---- EXTRACTED MATERIAL

PR #68, opened 2025-12-30
Use `grind =>` instead of `grind .` for allocEmpty

math-fehr:
Using `grind =>` means that `h -> x = y` will be used by grind if `h` and `x` are in the context. Previously, with `grind .`, this lemma was added in the context if both `h`, `x`, and `y` were in the context.

For `allocEmpty`, this means that upon seeing `allocEmpty ctx = some (ctx', op')` and `ptr.get! ctx'`, the value of `ptr.get! ctx` will be added in the grind context. Previously, it was required for `ptr.get! ctx` to appear to be added in the context, which was preventing some `grind` to succeed in future PRs.

### DIFF
--- a/Veir/IR/GetSet.lean
+++ b/Veir/IR/GetSet.lean
@@ -54,7 +54,7 @@ theorem IRContext.topLevelOp_OperationPtr_allocEmpty (heq : OperationPtr.allocEm
     ctx'.topLevelOp = ctx.topLevelOp := by
   grind
 
-@[simp, grind .]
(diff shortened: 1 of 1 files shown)


tobiasgrosser (approved):
The PR is code-wise trivial. A 2-3 sentence explanation, why this change is useful would be useful documentation for the future. Also, does this change have a performance impact?

math-fehr:
added the explanation, and I checked and there is no performance impact.

PR #85, opened 2026-01-08
Add a first implementation of an MLIR lexer

math-fehr:
The lexer does not rely on any parsing/lexing library, and instead follows the MLIR/xDSL implementation directly.

For now, it only supports lexing bare identifiers and whitespace skipping.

--------

→ **ABOUT THIS TASK**: All that is wanted is an exact copy of the lines above from the one with "in future PRs." through the one with "(diff shortened: 1 of 1 files shown)", with both ends included.

→ **WRITTEN SOLUTION**:
For `allocEmpty`, this means that upon seeing `allocEmpty ctx = some (ctx', op')` and `ptr.get! ctx'`, the value of `ptr.get! ctx` will be added in the grind context. Previously, it was required for `ptr.get! ctx` to appear to be added in the context, which was preventing some `grind` to succeed in future PRs.

### DIFF
--- a/Veir/IR/GetSet.lean
+++ b/Veir/IR/GetSet.lean
@@ -54,7 +54,7 @@ theorem IRContext.topLevelOp_OperationPtr_allocEmpty (heq : OperationPtr.allocEm
     ctx'.topLevelOp = ctx.topLevelOp := by
   grind
 
-@[simp, grind .]
(diff shortened: 1 of 1 files shown)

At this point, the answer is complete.